- [Task requirements]: Return all lines of the data in which the string "Write" occurs.

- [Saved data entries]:
────────────────────

PR #3373, opened 2025-05-10
Start of the size distribution perspective documentation.

### LINKED ISSUE #3260: Write user documentation for the Pore Sized Distribution perspective
Write documentation explaining the theory and use of the perspective  in the `.media/sizedistribution.rst` file.

butlerpd:
## Description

────────────────────

- [Your solution]:
### LINKED ISSUE #3260: Write user documentation for the Pore Sized Distribution perspective
Write documentation explaining the theory and use of the perspective  in the `.media/sizedistribution.rst` file.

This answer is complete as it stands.